Bei nächtlichen Unruhezuständen älterer Patienten ist die klare Abgrenzung zwischen Delir und Demenz nicht immer möglich. Sie ist auch nicht sinnvoll, da vorbestehende kognitive Störungen der wichtigste Risikofaktor für einen Verwirrtheitszustand sind, erklären Dr. Dirk Schwerthöffer von der Klinik und Poliklinik für Psychiatrie und Psychotherapie der Technischen Universität München und seine Kollegen.
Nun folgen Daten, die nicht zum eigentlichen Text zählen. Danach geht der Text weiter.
PR #9513, opened 2023-01-08
ivy_zeta_fixes

nassimberrada:
Fixed corner cases resulting in either `inf` or `nan` output
@Ishticode I think this covers the discrepancy your pointed out and others, the intelligent tests seem to be passing as well, let me know if this looks okay

### DIFF
--- a/ivy/functional/backends/numpy/experimental/elementwise.py
+++ b/ivy/functional/backends/numpy/experimental/elementwise.py
@@ -337,17 +337,29 @@ def zeta(
     *,
     out: Optional[np.ndarray] = None,
 ) -> np.ndarray:
-    inf_indices = np.equal(x, 1)
-    temp = np.logical_and(np.not_equal(x, 1), np.less_equal(q, 0))
-    nan_indices = np.logical_or(temp, np.less(x,1))
+    arr_shape = q.shape
+    x, q = x.flatten(), q.flatten()
+
+    inf_indices1 = np.where(x == 1)
+    inf_indices2 = np.intersect1d(
+        np.array(np.where(q == 0)), np.array(np.where(x > 1))
+    )
+    inf_indices3 = np.intersect1d(
+        np.array(np.where(q <= -1)), np.array(np.where(x > 1))
+    )
+    nan_indices = np.where(x < 1.)
+
     n, res = 1, 1 / q**x
     while n < 10000:
         term = 1 / (q + n) ** x
         n, res = n + 1, res + term
     ret = np.round(res, decimals=4)
+    ret[inf_indices1] = np.inf
+    ret[inf_indices2] = np.inf
+    ret[inf_indices3] = np.inf
     ret[nan_indices] = np.nan
-    ret[inf_indices] = np.inf
-    return ret
+
+    return ret.reshape(arr_shape)
 
 
 zeta.support_native_out = False
--- a/ivy/functional/backends/jax/experimental/elementwise.py
+++ b/ivy/functional/backends/jax/experimental/elementwise.py
@@ -230,17 +230,30 @@ def zeta(
     *,
     out: Optional[JaxArray] = None,
 ) -> JaxArray:
-    inf_indices = jnp.equal(x, 1)
-    temp = jnp.logical_and(jnp.not_equal(x, 1), jnp.less_equal(q, 0))
-    nan_indices = jnp.logical_or(temp, jnp.less(x,1))
+    arr_shape = q.shape
+    x, q = x.flatten(), q.flatten()
+
+    inf_indices1 = jnp.where(x == 1)
+    inf_indices2 = jnp.intersect1d(
+        jnp.array(jnp.where(q == 0)), jnp.array(jnp.where(x > 1))
+    )
+    inf_indices3 = jnp.intersect1d(
+        jnp.array(jnp.where(q <= -1)), jnp.array(jnp.where(x > 1))
+    )
+    nan_indices = jnp.where(x < 1.)
+
     n, res = 1, 1 / q**x
     while n < 10000:
         term = 1 / (q + n) ** x
         n, res = n + 1, res + term
     ret = jnp.round(res, decimals=4)
+    
+    ret = ret.at[inf_indices1].set(jnp.inf)
+    ret = ret.at[inf_indices2].set(jnp.inf)
+    ret = ret.at[inf_indices3].set(jnp.inf)
     ret = ret.at[nan_indices].set(jnp.nan)
-    ret = ret.at[inf_indices].set(jnp.inf)
-    return ret
+    
+    return ret.reshape(arr_shape)
 
 
 # def gradient(


Ishticode (changes requested):
Now the examples do work but the tests seem to fail. Feel free to work on the test here or instead merge this and make a separate PR to fix the test. Maybe do let @Daniel4078 (Wang Jin) know as he was also perhaps pushing some changes to zeta.

Daniel4078:
> Now the examples do work but the tests seem to fail. Feel free to work on the test here or instead merge this and make a separate PR to fix the test. Maybe do let @Daniel4078 (Wang Jin) know as he was also perhaps pushing some changes to zeta.

I am currently fixing the zeta function. you can check the commits I made directly to the main repo about the function and see if you can find anything wrong with it. Otherwise, the tests will be passing with my fixes.

Daniel4078:
And by the way, your fix does not deal with the problem at all. Check this script I write to understand the actual behavior of tensorflow.math.zeta: import tensorflow as tf
import numpy as np

# min, max, increment
specx = [-5.0, 5.0, 0.5]
specy = [-5.0, 5.0, 0.5]

x = []
y = []
i = specx[0]
while i <= specx[1]:
    x.append(i)
    i += specx[2]
i = specy[0]
while i <= specy[1]:
    y.append(i)
    i += specy[2]

for a in x:
    for b in y:
        result = tf.math.zeta(tf.convert_to_tensor(a, dtype=tf.float32), tf.convert_to_tensor(b, dtype=tf.float32))
        result = result.numpy().tolist()
        # if np.isinf(result):
        #     print("result is inf when x="+str(a)+" and y="+str(b))
        if np.isnan(result):
            print("result is nan when x="+str(a)+" and y="+str(b))

Ishticode:
Hi @Daniel4078 Just ran the test now on latest MASTER and they have seemed to fail now with Hypotheiss quoting an example of -1, and 1.5.

here is sample code:

```python
import ivy
ivy.set_backend('torch')
print(ivy.current_backend_str())
x = ivy.array([1.5], dtype=ivy.float32)
y = ivy.array([-1.], dtype=ivy.float32)
print(ivy.zeta(x, y)) # gives ivy.array([inf])
ivy.unset_backend()

ivy.set_backend('numpy')
print(ivy.current_backend_str())
x = ivy.array([1.5], dtype=ivy.float32)
y = ivy.array([-1.], dtype=ivy.float32)
print(ivy.zeta(x, y)) # gives a ivy.array([nan])
ivy.unset_backend()
```
so torch give `inf` while np backend gives `nan`. 

However @nassimberrada 's code in this PR resolves this issue by giving `inf` for both backends.

Daniel4078:
> Hi @Daniel4078 Just ran the test now on latest MASTER and they have seemed to fail now with Hypotheiss quoting an example of -1, and 1.5.
> 
> here is sample code:
> 
> ```python
> import ivy
> ivy.set_backend('torch')
> print(ivy.current_backend_str())
> x = ivy.array([1.5], dtype=ivy.float32)
> y = ivy.array([-1.], dtype=ivy.float32)
> print(ivy.zeta(x, y)) # gives ivy.array([inf])
> ivy.unset_backend()
> 
> ivy.set_backend('numpy')
> print(ivy.current_backend_str())
> x = ivy.array([1.5], dtype=ivy.float32)
> y = ivy.array([-1.], dtype=ivy.float32)
> print(ivy.zeta(x, y)) # gives a ivy.array([nan])
> ivy.unset_backend()
> ```
> 
> so torch give `inf` while np backend gives `nan`.
> 
> However @nassimberrada 's code in this PR resolves this issue by giving `inf` for both backends.

But the ground truth is tensorflow and tensorflow.math.zeta for -1. and 1.5 returns nan

Daniel4078:
please run this `print(tf.math.zeta(tf.constant(1.5), tf.constant(-1.)))
print(torch.special.zeta(torch.tensor(1.5), torch.tensor(-1.)))`

Daniel4078:
Ok, maybe this pull request can solve this difference between torch and tensorflow, here I updated the script to help figure out the behavior of both torch and tensorflow:
```
import tensorflow as tf
import numpy as np
import torch

# min, max, increment
specx = [-3.0, 3.0, 0.5]
specy = [-3.0, 3.0, 0.5]

x = []
y = []
i = specx[0]
while i <= specx[1]:
    x.append(i)
    i += specx[2]
i = specy[0]
while i <= specy[1]:
    y.append(i)
    i += specy[2]

for a in x:
    for b in y:
        result1 = tf.math.zeta(tf.convert_to_tensor(a, dtype=tf.float32), tf.convert_to_tensor(b, dtype=tf.float32))
        result1 = result1.numpy().tolist()
        result2 = torch.special.zeta(torch.tensor(a), torch.tensor(b))
        result2 = result2.numpy().tolist()
        if np.isinf(result2):
            print("result is inf when x="+str(a)+" and y="+str(b))
        if np.isnan(result2):
            print("result is nan when x="+str(a)+" and y="+str(b))
        if result1 != result2:
            print("torch acts differently from tensorflow when x="+str(a)+" and y="+str(b)) 
```

Ishticode:
@Daniel4078 
I am not working on a fix. yes you are right in that tensorflow should be the ground truth and if that returns nan in the particular case above then we should be return nan too and not inf. What I mentioned above that Nassims solution return same result for both backends.. but if it is wrong then it is wrong 😂.
Could you and Nassim perhaps chat on this.

Thank you so much @Daniel4078 for investigating this in detail. I am not working on this and You and Nassim know better about it so I am sure you and Nassim will have this resolved soon.

ivy/functional/backends/numpy/experimental/elementwise.py
```diff
@@ -337,17 +337,29 @@ def zeta(
...
-    temp = np.logical_and(np.not_equal(x, 1), np.less_equal(q, 0))
-    nan_indices = np.logical_or(temp, np.less(x,1))
+    arr_shape = q.shape
+    x, q = x.flatten(), q.flatten()
+
+    inf_indices1 = np.where(x == 1)
+    inf_indices2 = np.intersect1d(
+        np.array(np.where(q == 0)), np.array(np.where(x > 1))
+    )
+    inf_indices3 = np.intersect1d(
```
Daniel4078, line 347: Also, this intersect1d does not work at all when the given inputs is more than 1d.

nassimberrada:
> @Daniel4078 I am not working on a fix. yes you are right in that tensorflow should be the ground truth and if that returns nan in the particular case above then we should be return nan too and not inf. What I mentioned above that Nassims solution return same result for both backends.. but if it is wrong then it is wrong joy. Could you and Nassim perhaps chat on this.
> 
> Thank you so much @Daniel4078 for investigating this in detail. I am not working on this and You and Nassim know better about it so I am sure you two will have this resolved soon.
> 
> You guys can perhaps decide if you want to work together or agree to just the one of you can take on this task. Whatever you prefer. I am just talking and doing nothing. Sorry joy

Thanks for connecting us on this, we'll try to figure it out !

ivy/functional/backends/numpy/experimental/elementwise.py
nassimberrada: Wouldn't flattening the input arrays solve that ?

Daniel4078: Then how would you preserve the structure of the input to the output?

Daniel4078: especial the case when the two inputs do not have the same shape as each other

Daniel4078: for tensorflow, the two inputs are allowed to be with same shape or having only one of them of length 1 in dimensions. like:
```
import tensorflow as tf
result1 = tf.math.zeta(tf.convert_to_tensor([[1,2],[3,4]], dtype=tf.float32), tf.convert_to_tensor([3,2], dtype=tf.float32))
print(result1)
```

nassimberrada:
@Daniel4078 i think this PR i made works for syncing the different backends in cases that should result in either `inf` or `nan` , i suspect my implementation is still failing because of the core approach i used to compute the values.

I relied on computing an approximation of the zeta function using an infinite series (not sure exactly how to transcribe that programatically so i relied on a simple for loop capped at an arbitrarily-set high value). That's the gist of my approach basically, maybe some of it can be incorporated into your script to arrive at a complete version.

ivy/functional/backends/numpy/experimental/elementwise.py
Daniel4078: which is another hard feature to implement

ivy-seed:

ivy-seed:

PR #9568, opened 2023-01-11
removing tensorflow type promotion table

sherry30:


sherry30:
I've added `check_same_dtype` in `ivy.assertions` and added this in the frontend functions.
Let me know if you prefer it some other way

PR #10816, opened 2023-02-22
implemented inplace_increment in paddle backend 

soma2000-lang:
inplace_increment #10817


MahmoudAshraf97 (changes requested):
Hi @soma2000-lang , unfortunately this function doesn't work, there is an inplace add method of paddle that we should use instead

soma2000-lang:
@MahmoudAshraf97 looking into it

MahmoudAshraf97:
this works but it's not inplace, there is a method called add_ which is the inplace version of add, you should use that

PR #10907, opened 2023-02-23
Changes in the function arguments

### LINKED ISSUE #10894: shape

kornelhowil:
Close #10894

### DIFF
--- a/ivy/functional/backends/numpy/general.py
+++ b/ivy/functional/backends/numpy/general.py
@@ -345,7 +345,7 @@ def shape(
     x: np.ndarray,
     /,
     *,
-    as_array: Optional[bool] = False,
+    as_array: bool = False,
 ) -> Union[ivy.Shape, ivy.Array]:
     if as_array:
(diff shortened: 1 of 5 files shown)


ivy/functional/backends/numpy/general.py
```diff
@@ -341,7 +341,12 @@ def scatter_nd(
 scatter_nd.support_native_out = True
 
 
-def shape(x: np.ndarray, /, *, as_array: bool = False) -> Union[ivy.Shape, ivy.Array]:
+def shape(
+    x: np.ndarray,
+    /,
+    *,
+    as_array: Optional[bool] = False,
```
juliagsy, line 348: The `Optional` type hint is for arguments allowing a `None` value, here only bool is allowed so the original type hint is correct, the same comment applies to the other files below! :)

juliagsy (changes requested):
Hey there! Great work so far! Just a small change, otherwise looks good! Please request my review again when the changes are made, thanks again!

juliagsy (approved):
Thanks for contributing!

PR #10918, opened 2023-02-24
lu implementation for the backend

ipriyam26:
torch, tensorflow and jax had native implementations for lu, numpy didn't so had to make it up. it tried to make it as optimised i could. Please let me know if these backend functions are okay. so that i can write frontend implmentations for them and also tests


ipriyam26:
torch, tensorflow and jax had native implementations for  lu, numpy didn't so had to make it up. it tried to make it as optimised i could. Please let me know if these backend functions are okay. so that i can write frontend implmentations for them and also tests

PR #10936, opened 2023-02-24
Paddle paddle

mosesdaudu001:
added statistical function quantile to the backend experimental paddlepaddle.

### DIFF
--- a/ivy/functional/backends/paddle/elementwise.py
+++ b/ivy/functional/backends/paddle/elementwise.py
@@ -387,7 +387,16 @@ def bitwise_right_shift(
     *,
     out: Optional[paddle.Tensor] = None,
 ) -> paddle.Tensor:
-    raise IvyNotImplementedException()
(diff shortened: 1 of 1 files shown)


MahmoudAshraf97:
please in the next PRs write the issue number so we can track it, for example: closes #10932

mosesdaudu001:
> please in the next PRs write the issue number so we can track it, for example: closes #10932

okay, I will do that for next PRs. Sorry for the mixup

MahmoudAshraf97 (changes requested):
please do not change the function arguments as they are standard across all backends, also find a method to implement interpolation argument since paddle doesn't natively support it

mosesdaudu001:
Hello Mahmoud, I am a little bit confused as to how I should proceed. All other backends natively support the interpolation argument except paddle. Do I add the interpolation argument to the backends.paddle.experimental.statistical quantile function, which would mean tampering with the function arguments? pls how do I proceed.

Issue #11018, opened 2023-02-25
nanmedian


jatinS-dev:

jatinS-dev:
Feature Implementation 
PR #11020

PR #11020, opened 2023-02-25
Nanmedian

jatinS-dev:


jatinS-dev:
PR for the issue #11018

jkeane508 (changes requested):
Hey,

Thanks for submitting this PR, few changes before we can dive deeper. There are changes to a `.idea` file, these need to be undone before we can merge.

It seems as though you done two implementations of functions, `median()` and `nanmedian()` in this case you would need to open an issue for `median()` aswell. :)

Thanks!

PR #11052, opened 2023-02-26
add count_nonzero to torch frontends

### LINKED ISSUE #11051: count_nonzero

elreweidy:
close #11051


elreweidy:
Hello there! 
the function passed all the tests locally. However, in GitHub tests, it appears that the values returned by the ivy function doesn't match ( in some cases ) the values returned from the Tensorflow backend specifically for some reason, Is that something I can handle?
Thank you :)

PR #11064, opened 2023-02-26
Paddle paddle - #10932

mosesdaudu001:
#10932


MahmoudAshraf97 (changes requested):
hi @mosesdaudu001 , this is not what I meant in my last comment on the other PR, if the other frameworks natively support intepolation, we need to find a method to obtain the same result using paddle functions, simply passing `interpolation` arguments will result in an error because the function doesn't support it, so probably you'll have to calculate it yourself with the aid of `paddle.quantile`

PR #11073, opened 2023-02-26
added paddle quantile function #10932

mosesdaudu001:
added interpolation implementation for paddle quantile function - #10932

hi @MahmoudAshraf97, I hope this is acceptable


MahmoudAshraf97 (changes requested):
Hi @mosesdaudu001 , this seems like auto generated code, while I have no issues with this approach, it's necessary to test the code to make sure proper logic is implemented, the code you submitted outputs zeros no matter what the input was.
Please review your submission and make sure the results are inline with other backends
or feel free to close this PR and work on another task, you don't have to complete it

PR #11075, opened 2023-02-26
added cumprod

fa-anony-mous:


MahmoudAshraf97 (changes requested):
Hi and thanks for your contribution, the code has errors in your usage of slice, check the way you pass the arguments and test your function on paddle tensors to make sure it runs fine and the result is correct

PR #11080, opened 2023-02-26
Add arange for PaddlePaddle backend

### LINKED ISSUE #11046: arange

xingyu-long:
Close #11046

### DIFF
--- a/ivy/functional/backends/paddle/creation.py
+++ b/ivy/functional/backends/paddle/creation.py
@@ -25,7 +25,6 @@ from . import backend_version
 from ivy.utils.exceptions import IvyNotImplementedException
 from paddle.fluid.libpaddle import Place
 from ivy.functional.backends.paddle.device import to_device
-from ivy.functional.backends.paddle.data_type import as_native_dtype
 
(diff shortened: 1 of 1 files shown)


MahmoudAshraf97 (changes requested):
Hi @xingyu-long and thanks for the contribution, 
1. in ivy, the return dtype of a function must be the same as input dtype so cast to the input dtype
2. you need to handle the case where the start and step have different signs, for example:
```
if (step > 0 and start > stop) or (step < 0 and start < stop):
        if isinstance(stop, float):
            stop = float(start)
        else:
            stop = start
```

once these are fixed, we are good to merge

xingyu-long:
Hi @MahmoudAshraf97, Thanks for the suggestion! Please check the latest code.

MahmoudAshraf97 (approved):
Hi, I just fixed some casting rules to ensure consistency with other backends

xingyu-long:
> Hi, I just fixed some casting rules to ensure consistency with other backends

Thanks for the help! I will be more careful for other tasks.

PR #12179, opened 2023-03-10
functional: paddle.random: implement randint and random_uniform

hackslashX:
Hi,
Implemented `randint` and `random_uniform` methods. 
I added `unsupported types` decorator since some `dtypes` had no supported comparison kernels in the package. I'm also reshaping the return value to better correspond with the input types (a scalar input without specifying shape, results in a scalar output).
Please do let me know of any suggestions and omissions. Thanks.


hackslashX:
This closes #12139

MahmoudAshraf97 (approved):
Awesome work Muhammad, keep up the good work

PR #12374, opened 2023-03-13
Added Paddle shuffle Function

Shivam7-1:
Added Paddle shuffle Function
Issue: https://github.com/unifyai/ivy/issues/12356

### DIFF
--- a/ivy/functional/backends/paddle/random.py
+++ b/ivy/functional/backends/paddle/random.py
@@ -135,9 +135,7 @@ def shuffle(
 ) -> paddle.Tensor:
     if seed:
         _ = paddle.seed(seed)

Die Akuttherapie besteht aus der beruhigenden und aufmerksamen Zuwendung und Pflege des Kranken. Sie ist auch Voraussetzung für die gezielte Therapie und die weitergehende Diagnostik. Im Fall einer akuten, ausgeprägten nächtlichen Agitiertheit mit Selbstgefährdung ist die Behandlung mit Medikamenten aber unerlässlich, schreiben die Autoren.
Eine ganze Reihe nicht-psychiatrischer Auslöser können die alten Leute nachts aufwachen lassen. Dazu gehören unter anderem:
- Medikamente, Drogen bzw. deren plötzlicher Entzug, z.B. Benzodiazepine und verwandte Substanzen, Anticholinergika und Alkohol, Kaffee, Tee
- Schmerzen, etwa durch eine periphere arterielle Verschlusskrankheit, chirurgische Wunden, einen Dekubitus bei chronisch Bettlägerigen oder auch Druck auf der Blase bei gestörter Miktion
- Stoffwechselstörungen, darunter Hyperthyreose, Hyponatriämie, Hypoglykämie, Dehydratation
Ist man sich der Ursache der nächtlichen Unruhe sicher, kann man versuchen, diese gezielt auszuschalten. Besteht der Verdacht, dass der nächtlichen Agitiertheit eine beginnende Demenz zugrunde liegt, lässt sich das mit ein paar gezielten Fragen prüfen.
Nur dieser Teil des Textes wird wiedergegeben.